Les deux hommes, jeunes tous deux, l’un âgé de trente ans, l’autre de vingt-six, s’étudièrent dans un regard.

Roger montra une chaise au capitaine. Il resta sur son tabouret devant son œuvre et il attendit.

— Je serai aussi bref que possible, déclara Jean un peu nerveux. Les incidents qui ont eu lieu mettent un peu de gêne entre nous.

Roger se tut.

Si son silence n’était pas encourageant, son abord restait extrêmement courtois.

Le capitaine continua :

— Je ne reviendrai pas sur ce que vous savez. Je suis ici simplement pour éclairer un mystère.

…Homme d’honneur, je suis prêt à réparer une méprise, si méprise il y a.

…Mais je tiens à ce que les explications soient nettes, franches.

…Je suis ici d’après la volonté de madame d’Anicet.

L’appréhension de Roger tomba.

— D’après ce que je crois comprendre, c’est la fin prématurée de Mme d’Hallon, ma belle-mère, qui précipite une explication.

Roger ne sourcilla pas.

Il connaissait la mort.

— Voici, monsieur, quelques lignes écrites il y a deux mois. Mme d’Anicet me les a soumises ce matin. Je suis autorisé, je dois même vous les communiquer.

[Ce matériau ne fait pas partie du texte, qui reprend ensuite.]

Issue #4455, opened 2020-08-24
experiments: parallel coordinates plot 


dmpetrov:
I'd love to see a parallel coordinates plot for an experiment.

```
$ dvc exp show --no-pager --include-metrics accuracy --include-params epochs,opt.lr --all-commits
┏━━━━━━━━━━━━━━━━━━━━━━━━━━━━━━━━━━━┳━━━━━━━━━━┳━━━━━━━━┳━━━━━━━━┓
┃ Experiment                        ┃ accuracy ┃ epochs ┃ opt.lr ┃
┡━━━━━━━━━━━━━━━━━━━━━━━━━━━━━━━━━━━╇━━━━━━━━━━╇━━━━━━━━╇━━━━━━━━┩
│ workspace                         │  0.48982 │ 2      │ 0.0    │
│ 794e714 (2020-08-24 03:01:44)     │  0.48982 │ 2      │ 0.0    │
│ ├── a0f6717 (2020-08-24 03:17:31) │  0.84703 │ 2      │ 1e-05  │
│ ├── 59b2759 (2020-08-24 03:12:42) │  0.86678 │ 2      │ 1e-05  │
│ ├── 26656e0 (2020-08-24 03:16:02) │  0.67587 │ 2      │ 0.0    │
│ └── 0a81605 (2020-08-24 03:16:42) │  0.81715 │ 2      │ 1e-05  │
│ 650049c (2020-08-21 20:43:31)     │  0.48607 │ 2      │ -      │
...
$ dvc exp plots 794e714 # show all ephemeral commits of a given commit as a  parallel coordinates plot 
file:///..../plot.png

$ dvc exp plots a0f6717 59b2759 ba39f4  # given set of ephemeral commits
file:///..../plot.png

$ dvc exp plots a0f6717 59b2759 ba39f4 --order epochs,opt.lr,accuracy  # change the order
file:///..../plot.png
```

![image](https://user-images.githubusercontent.com/10081867/91033995-1f983280-e5b9-11ea-9a09-807fe2c295f0.png)

pared:
Seems like it will involve creating a new template.

pmrowla:
See https://vega.github.io/vega-lite/examples/parallel_coordinate.html for example parallel coordinates plot schema

This will also require adding support for parameters in DVC plots, my understanding is that we cannot currently plot values from `params.yaml` since it is not a DVC out
@pared can you confirm this?

pared:
[...]

PR #6931, opened 2021-11-04
dvc render: Add RENDERERS registry.

daavoo:

Pre-requisite for #6840 -> #4455 

These changes *should* not break any existing behavior. 

Refactored existing `render` / `plots.template` logic in order to make it more "plugin" friendly so it's easier to add new renderers (i.e. plotly / parallel coordinates plot).

Open questions:

- Should `ImageRenderer` implement `as_json` (meaning a machine-shareable representation of the "plot"). Maybe we should use base64 for that (potentially even internally as `src`). 

- Should `ImageRenderer` be, somehow, template-based?. It looks that it could be generalized to follow a similar logic as `VegaRenderer` where DVC provides "anchor" data (the `src` in ``) and the template can customize how to insert that data in the HTML. 

- Is there a reason to have `templates` in `dvc.repo.plots`? It looks like there is the only remaining connection to other dvc subsystems that prevents `render` to be extracted as a separate library.

### DIFF
--- a/dvc/render/base.py
+++ b/dvc/render/base.py
@@ -1,0 +1,52 @@
+import abc
+from typing import TYPE_CHECKING, Dict
+
+from dvc.exceptions import DvcException
+
+if TYPE_CHECKING:
+    from dvc.types import StrPath
+
+
+REVISION_FIELD = "rev"
+INDEX_FIELD = "step"
+
+
+class BadTemplateError(DvcException):
+    pass
+
+
+class Renderer(abc.ABC):
+    def __init__(self, data: Dict, templates=None):
+        self.data = data
+        self.templates = templates
+
+        from dvc.render.utils import get_files
+
+        files = get_files(self.data)
+
+        # we assume comparison of same file between revisions for now
+        assert len(files) == 1
+        self.filename = files.pop()
+
+    def _convert(self, path: "StrPath"):
+        raise NotImplementedError
+
+    @property
+    @abc.abstractmethod
+    def DIV(self):
+        raise NotImplementedError
+
+    @property
+    @abc.abstractmethod
+    def SCRIPTS(self):
+        raise NotImplementedError
+
+    @abc.abstractmethod
+    def as_json(self):
+        raise NotImplementedError
+
+    def generate_html(self, path: "StrPath"):
+        """this method might edit content of path"""
+        partial = self._convert(path)
+        div_id = f"plot_{self.filename.replace('.', '_').replace('/', '_')}"
+        return self.DIV.format(id=div_id, partial=partial)
--- a/dvc/render/__init__.py
+++ b/dvc/render/__init__.py
@@ -1,33 +1,4 @@
-import logging
-from typing import TYPE_CHECKING, Dict
+from .image import ImageRenderer
+from .vega import VegaRenderer
 
-if TYPE_CHECKING:
-    from dvc.types import StrPath
-
-logger = logging.getLogger(__name__)
-
-
-class Renderer:
-    def __init__(self, data: Dict):
-        self.data = data
-
-        from dvc.render.utils import get_files
-
-        files = get_files(self.data)
-
-        # we assume comparison of same file between revisions for now
-        assert len(files) == 1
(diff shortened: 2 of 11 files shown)


pared:
> Should ImageRenderer implement as_json (meaning a machine-shareable representation of the "plot"). Maybe we should use base64 for that (potentially even internally as src).

I wouldn't do that until there is demand for that. As far as the discussions go with viewer team and @rogermparent, more desirable would be to get URL to the images.

> Should ImageRenderer be, somehow, template-based?. It looks that it could be generalized to follow a similar logic as VegaRenderer where DVC provides "anchor" data (the src in ) and the template can customize how to insert that data in the HTML.

Lets remember that from HTML point of view, Image and Vega behave very similar - they just provide the `<div>` containing the visualization. What would such templating do?

> Is there a reason to have templates in dvc.repo.plots? It looks like there is the only remaining connection to other dvc subsystems that prevents render to be extracted as a separate library.

Good point, there is no need for that, I moved it as is to `VegaRenderer` in order to not complicate #6431 which already was humonguous.

daavoo:
> I wouldn't do that until there is demand for that. As far as the discussions go with @rogermparent, more desirable would be to get URL to the images.

I don't really have the context from that discussions. I was just thinking that `base64` would *technically* be the "machine-readable" equivalent to the vega spec that we are returning in `--show-vega`, because the json actually includes the _parsed data_. 

Regardless, the bigger point was that all renderers should implement a method (`as_json`?) and we should rename `--show-vega` to `--show-json`. It won't matter much if the json representation of the images are URLs or base64, I don't really have a use case requirement for using `base64`.

> Lets remember that from HTML point of view, Image and Vega behave very similar - they just provide the <div> containing the visualization. What would such templating do?

For vega, we have a `DIV` in the renderer class:
 
https://github.com/iterative/dvc/blob/4175f9ffa4948157436283bef11153a7233e90ca/dvc/render/vega.py#L102-L109
 
And users can customize the vega spec (`{partial}`) via _templates_. 

For images, we also have a `DIV` in the renderer:

https://github.com/iterative/dvc/blob/4175f9ffa4948157436283bef11153a7233e90ca/dvc/render/image.py#L13-L18

But in this case users can't customize the `{partial}`, we hardcode the creation of a children `<div>`:

https://github.com/iterative/dvc/blob/4175f9ffa4948157436283bef11153a7233e90ca/dvc/render/image.py#L35-L41

My perspective here would be that users could use _templates_ to customize this children `<div>`.

However, I'm not sure if this makes sense or it is just trying too hard to mimic abstractions between renderers for plots and images.

pared:
> Regardless, the bigger point was that all renderers should implement a method (as_json?) and we should rename --show-vega to --show-json. It won't matter much if the json representation of the images are URLs or base64, I don't really have a use case requirement for using base64.

The renaming will probably take place, thought I would leave `--show-vega` as a hidden option for backward compatibility, and get rid of it in 3.0. Lets not focus too much on representation, for now I am just following what seems to be better fit for dependant projects, we can talk with VSCode team about that.

> My perspective here would be that users could use templates to customize this children <div>.

Makes sense, current state of image rendering is very ugly.

dvc/render/base.py
```diff
@@ -0,0 +1,52 @@
...
+
+        from dvc.render.utils import get_files
+
+        files = get_files(self.data)
+
+        # we assume comparison of same file between revisions for now
+        assert len(files) == 1
+        self.filename = files.pop()
+
+    def _convert(self, path: "StrPath"):
```
pared, line 31: Every time I see this name I am cringing, if you have some comments on this name feel free to share :D

pared (approved):

dvc/render/base.py
daavoo: Maybe in #6943 names (and logic) could be revisited

pared:
@Mergifyio rebase

pared:
@daavoo can you include the information that is related to #6840, #4455, and #6943 in the commit comment? Let's merge it, I am working on #6943 and it will be helpful there.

…Veuillez en prendre connaissance.

— Est-ce que cette lettre m’est adressée ? interrogea le peintre.

— Non. À moi.

— Dans ce cas, monsieur, veuillez en faire lecture vous-même.

Jean allait lire.

Il s’arrêta.

— Mon Dieu, je ne suis pas plus timide, plus scrupuleux qu’un autre, mais la chose est infiniment délicate, et si cela ne vous contrarie pas, j’aimerais autant…

Roger comprit.

Il prit le papier que lui offrait Jean.

Les yeux du capitaine restèrent pendant quelques minutes fixées sur le peintre.

Pas une émotion extérieure ne trahit Roger. Il lut plusieurs fois la phrase qui le concernait et tendit la lettre au capitaine.

— Vous dites, monsieur, que Mme d’Anicet vous l’a remise ce matin ?

— Me l’a fait remettre — ce qui revient au même — après une conversation dans laquelle Mme d’Anicet m’a déclaré qu’elle n’avait pas un mot à changer à ce qu’elle a écrit il y a deux mois.

— Je vous crois sur parole, monsieur le capitaine. Je sais que vous êtes un homme d’honneur. Il est regrettable que certains actes aient été commis : mais puisque Mme d’Anicet me laisse libre de parler, je n’ai aucun motif de me taire.

…Celle qui porte votre nom, monsieur le capitaine, est une sainte.

…C’est elle qui m’a empêché de me livrer à des actes désespérés…

…C’est elle qui a évité que je portasse le scandale et le déshonneur dans une famille, la sienne… la vôtre.

Jean sursauta :

— Inutile de prendre des ménagements, n’est-ce pas ? Entre hommes, on se comprend.

— Elle l’a chèrement payé, puisque, de ce jour, le martyre pour elle a commencé.

…Que vous dirai-je encore ? C’est elle qui a fait renaître en mon cœur la confiance en la vie, l’amour dans le travail.

…Sans elle, j’étais perdu, parce que j’étais résolu à toute vengeance et à toutes excentricités.

…Rien ne m’eût arrêté sur la pente malheureuse, où, déjà, j’avais mis le pied.

…Une main de femme m’a retenu.

Il soupira et poursuivit :

— D’après ce que j’ai lu, vous ne savez rien de moi.